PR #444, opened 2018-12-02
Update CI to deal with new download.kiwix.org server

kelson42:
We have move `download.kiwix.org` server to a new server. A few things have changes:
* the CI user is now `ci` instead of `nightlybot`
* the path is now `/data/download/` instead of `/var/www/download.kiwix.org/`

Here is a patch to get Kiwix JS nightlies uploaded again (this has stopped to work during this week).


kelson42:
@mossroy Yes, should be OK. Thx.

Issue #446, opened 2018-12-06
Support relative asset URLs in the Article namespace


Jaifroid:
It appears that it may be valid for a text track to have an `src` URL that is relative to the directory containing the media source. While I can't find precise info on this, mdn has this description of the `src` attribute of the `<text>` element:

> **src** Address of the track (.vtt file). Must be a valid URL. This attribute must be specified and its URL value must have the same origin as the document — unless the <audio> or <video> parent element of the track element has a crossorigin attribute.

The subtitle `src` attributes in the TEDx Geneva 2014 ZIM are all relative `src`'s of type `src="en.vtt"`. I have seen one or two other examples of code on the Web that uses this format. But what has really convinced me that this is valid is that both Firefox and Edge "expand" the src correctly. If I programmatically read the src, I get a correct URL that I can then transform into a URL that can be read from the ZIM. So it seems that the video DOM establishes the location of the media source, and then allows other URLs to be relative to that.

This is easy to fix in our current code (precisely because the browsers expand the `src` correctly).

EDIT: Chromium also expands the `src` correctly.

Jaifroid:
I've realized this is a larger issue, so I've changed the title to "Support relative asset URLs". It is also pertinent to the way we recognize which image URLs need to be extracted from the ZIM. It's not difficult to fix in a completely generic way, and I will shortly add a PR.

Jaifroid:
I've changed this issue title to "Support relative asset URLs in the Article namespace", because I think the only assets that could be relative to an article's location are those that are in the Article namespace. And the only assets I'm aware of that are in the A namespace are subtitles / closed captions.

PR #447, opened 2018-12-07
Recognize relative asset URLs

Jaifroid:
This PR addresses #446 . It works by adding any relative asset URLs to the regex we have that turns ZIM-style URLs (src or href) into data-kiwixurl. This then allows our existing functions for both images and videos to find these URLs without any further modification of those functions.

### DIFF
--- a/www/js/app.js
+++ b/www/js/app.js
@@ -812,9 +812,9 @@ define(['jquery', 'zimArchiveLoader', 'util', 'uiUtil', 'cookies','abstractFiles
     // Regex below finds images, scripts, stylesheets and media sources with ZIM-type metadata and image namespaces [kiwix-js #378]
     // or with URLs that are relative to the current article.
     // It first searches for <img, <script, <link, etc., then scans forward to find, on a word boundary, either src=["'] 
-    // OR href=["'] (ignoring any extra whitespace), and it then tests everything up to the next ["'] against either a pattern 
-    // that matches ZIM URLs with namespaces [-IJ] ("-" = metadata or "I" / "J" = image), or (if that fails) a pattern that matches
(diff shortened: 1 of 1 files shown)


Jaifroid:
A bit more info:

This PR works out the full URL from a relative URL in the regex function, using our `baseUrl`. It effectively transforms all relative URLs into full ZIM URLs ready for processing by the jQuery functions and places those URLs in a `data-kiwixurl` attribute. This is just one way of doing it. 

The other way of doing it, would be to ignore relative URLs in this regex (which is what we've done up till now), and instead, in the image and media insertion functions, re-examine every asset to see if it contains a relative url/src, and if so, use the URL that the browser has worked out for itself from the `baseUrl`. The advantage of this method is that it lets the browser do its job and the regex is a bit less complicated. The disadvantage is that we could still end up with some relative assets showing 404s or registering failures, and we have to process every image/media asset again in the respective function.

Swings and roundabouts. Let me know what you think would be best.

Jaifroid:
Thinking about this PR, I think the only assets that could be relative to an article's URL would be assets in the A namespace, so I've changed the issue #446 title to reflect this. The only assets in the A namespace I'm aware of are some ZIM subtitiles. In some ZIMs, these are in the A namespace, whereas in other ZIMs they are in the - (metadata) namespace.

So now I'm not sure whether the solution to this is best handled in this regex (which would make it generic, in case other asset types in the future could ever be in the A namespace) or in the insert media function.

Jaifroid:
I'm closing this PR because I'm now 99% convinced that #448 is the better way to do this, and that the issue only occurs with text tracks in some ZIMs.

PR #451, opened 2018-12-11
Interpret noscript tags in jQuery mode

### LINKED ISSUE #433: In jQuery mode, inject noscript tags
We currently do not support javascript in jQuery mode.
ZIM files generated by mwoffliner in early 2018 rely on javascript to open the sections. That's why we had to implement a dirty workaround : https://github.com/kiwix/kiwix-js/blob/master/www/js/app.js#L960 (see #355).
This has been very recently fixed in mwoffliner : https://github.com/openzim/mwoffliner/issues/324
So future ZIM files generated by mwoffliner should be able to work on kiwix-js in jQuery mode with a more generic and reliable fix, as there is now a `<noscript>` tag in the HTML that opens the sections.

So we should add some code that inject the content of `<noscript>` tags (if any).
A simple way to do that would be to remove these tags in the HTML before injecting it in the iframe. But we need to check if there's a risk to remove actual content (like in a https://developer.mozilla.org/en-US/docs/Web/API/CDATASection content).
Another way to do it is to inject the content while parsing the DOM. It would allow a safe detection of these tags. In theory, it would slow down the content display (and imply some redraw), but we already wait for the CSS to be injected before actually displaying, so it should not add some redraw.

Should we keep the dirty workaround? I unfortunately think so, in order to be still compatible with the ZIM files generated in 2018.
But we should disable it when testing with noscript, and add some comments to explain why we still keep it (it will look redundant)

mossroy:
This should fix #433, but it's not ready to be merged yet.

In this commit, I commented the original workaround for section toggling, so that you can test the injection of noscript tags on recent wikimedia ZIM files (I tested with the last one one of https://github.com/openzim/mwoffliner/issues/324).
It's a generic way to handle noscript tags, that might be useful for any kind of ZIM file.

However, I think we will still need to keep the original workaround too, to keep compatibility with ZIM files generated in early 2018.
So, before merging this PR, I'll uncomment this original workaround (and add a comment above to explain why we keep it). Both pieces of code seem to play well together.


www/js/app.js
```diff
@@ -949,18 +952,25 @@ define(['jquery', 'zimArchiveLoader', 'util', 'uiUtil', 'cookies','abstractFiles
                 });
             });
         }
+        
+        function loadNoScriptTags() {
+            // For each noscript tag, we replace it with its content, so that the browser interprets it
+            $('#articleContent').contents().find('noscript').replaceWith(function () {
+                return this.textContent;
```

### PROBLEM DETAILS
The records above must each be restated exactly as they stand.

### REPLY
PR #444, opened 2018-12-02
Update CI to deal with new download.kiwix.org server

kelson42:
We have move `download.kiwix.org` server to a new server. A few things have changes:
* the CI user is now `ci` instead of `nightlybot`
* the path is now `/data/download/` instead of `/var/www/download.kiwix.org/`

Here is a patch to get Kiwix JS nightlies uploaded again (this has stopped to work during this week).


kelson42:
@mossroy Yes, should be OK. Thx.

Issue #446, opened 2018-12-06
Support relative asset URLs in the Article namespace


Jaifroid:
It appears that it may be valid for a text track to have an `src` URL that is relative to the directory containing the media source. While I can't find precise info on this, mdn has this description of the `src` attribute of the `<text>` element:

> **src** Address of the track (.vtt file). Must be a valid URL. This attribute must be specified and its URL value must have the same origin as the document — unless the <audio> or <video> parent element of the track element has a crossorigin attribute.

The subtitle `src` attributes in the TEDx Geneva 2014 ZIM are all relative `src`'s of type `src="en.vtt"`. I have seen one or two other examples of code on the Web that uses this format. But what has really convinced me that this is valid is that both Firefox and Edge "expand" the src correctly. If I programmatically read the src, I get a correct URL that I can then transform into a URL that can be read from the ZIM. So it seems that the video DOM establishes the location of the media source, and then allows other URLs to be relative to that.

This is easy to fix in our current code (precisely because the browsers expand the `src` correctly).

EDIT: Chromium also expands the `src` correctly.

Jaifroid:
I've realized this is a larger issue, so I've changed the title to "Support relative asset URLs". It is also pertinent to the way we recognize which image URLs need to be extracted from the ZIM. It's not difficult to fix in a completely generic way, and I will shortly add a PR.

Jaifroid:
I've changed this issue title to "Support relative asset URLs in the Article namespace", because I think the only assets that could be relative to an article's location are those that are in the Article namespace. And the only assets I'm aware of that are in the A namespace are subtitles / closed captions.

PR #447, opened 2018-12-07
Recognize relative asset URLs

Jaifroid:
This PR addresses #446 . It works by adding any relative asset URLs to the regex we have that turns ZIM-style URLs (src or href) into data-kiwixurl. This then allows our existing functions for both images and videos to find these URLs without any further modification of those functions.

### DIFF
--- a/www/js/app.js
+++ b/www/js/app.js
@@ -812,9 +812,9 @@ define(['jquery', 'zimArchiveLoader', 'util', 'uiUtil', 'cookies','abstractFiles
     // Regex below finds images, scripts, stylesheets and media sources with ZIM-type metadata and image namespaces [kiwix-js #378]
     // or with URLs that are relative to the current article.
     // It first searches for <img, <script, <link, etc., then scans forward to find, on a word boundary, either src=["'] 
-    // OR href=["'] (ignoring any extra whitespace), and it then tests everything up to the next ["'] against either a pattern 
-    // that matches ZIM URLs with namespaces [-IJ] ("-" = metadata or "I" / "J" = image), or (if that fails) a pattern that matches
(diff shortened: 1 of 1 files shown)


Jaifroid:
A bit more info:

This PR works out the full URL from a relative URL in the regex function, using our `baseUrl`. It effectively transforms all relative URLs into full ZIM URLs ready for processing by the jQuery functions and places those URLs in a `data-kiwixurl` attribute. This is just one way of doing it. 

The other way of doing it, would be to ignore relative URLs in this regex (which is what we've done up till now), and instead, in the image and media insertion functions, re-examine every asset to see if it contains a relative url/src, and if so, use the URL that the browser has worked out for itself from the `baseUrl`. The advantage of this method is that it lets the browser do its job and the regex is a bit less complicated. The disadvantage is that we could still end up with some relative assets showing 404s or registering failures, and we have to process every image/media asset again in the respective function.

Swings and roundabouts. Let me know what you think would be best.

Jaifroid:
Thinking about this PR, I think the only assets that could be relative to an article's URL would be assets in the A namespace, so I've changed the issue #446 title to reflect this. The only assets in the A namespace I'm aware of are some ZIM subtitiles. In some ZIMs, these are in the A namespace, whereas in other ZIMs they are in the - (metadata) namespace.

So now I'm not sure whether the solution to this is best handled in this regex (which would make it generic, in case other asset types in the future could ever be in the A namespace) or in the insert media function.

Jaifroid:
I'm closing this PR because I'm now 99% convinced that #448 is the better way to do this, and that the issue only occurs with text tracks in some ZIMs.

PR #451, opened 2018-12-11
Interpret noscript tags in jQuery mode

### LINKED ISSUE #433: In jQuery mode, inject noscript tags
We currently do not support javascript in jQuery mode.
ZIM files generated by mwoffliner in early 2018 rely on javascript to open the sections. That's why we had to implement a dirty workaround : https://github.com/kiwix/kiwix-js/blob/master/www/js/app.js#L960 (see #355).
This has been very recently fixed in mwoffliner : https://github.com/openzim/mwoffliner/issues/324
So future ZIM files generated by mwoffliner should be able to work on kiwix-js in jQuery mode with a more generic and reliable fix, as there is now a `<noscript>` tag in the HTML that opens the sections.

So we should add some code that inject the content of `<noscript>` tags (if any).
A simple way to do that would be to remove these tags in the HTML before injecting it in the iframe. But we need to check if there's a risk to remove actual content (like in a https://developer.mozilla.org/en-US/docs/Web/API/CDATASection content).
Another way to do it is to inject the content while parsing the DOM. It would allow a safe detection of these tags. In theory, it would slow down the content display (and imply some redraw), but we already wait for the CSS to be injected before actually displaying, so it should not add some redraw.

Should we keep the dirty workaround? I unfortunately think so, in order to be still compatible with the ZIM files generated in 2018.
But we should disable it when testing with noscript, and add some comments to explain why we still keep it (it will look redundant)

mossroy:
This should fix #433, but it's not ready to be merged yet.

In this commit, I commented the original workaround for section toggling, so that you can test the injection of noscript tags on recent wikimedia ZIM files (I tested with the last one one of https://github.com/openzim/mwoffliner/issues/324).
It's a generic way to handle noscript tags, that might be useful for any kind of ZIM file.

However, I think we will still need to keep the original workaround too, to keep compatibility with ZIM files generated in early 2018.
So, before merging this PR, I'll uncomment this original workaround (and add a comment above to explain why we keep it). Both pieces of code seem to play well together.


www/js/app.js
```diff
@@ -949,18 +952,25 @@ define(['jquery', 'zimArchiveLoader', 'util', 'uiUtil', 'cookies','abstractFiles
                 });
             });
         }
+        
+        function loadNoScriptTags() {
+            // For each noscript tag, we replace it with its content, so that the browser interprets it
+            $('#articleContent').contents().find('noscript').replaceWith(function () {
+                return this.textContent;
```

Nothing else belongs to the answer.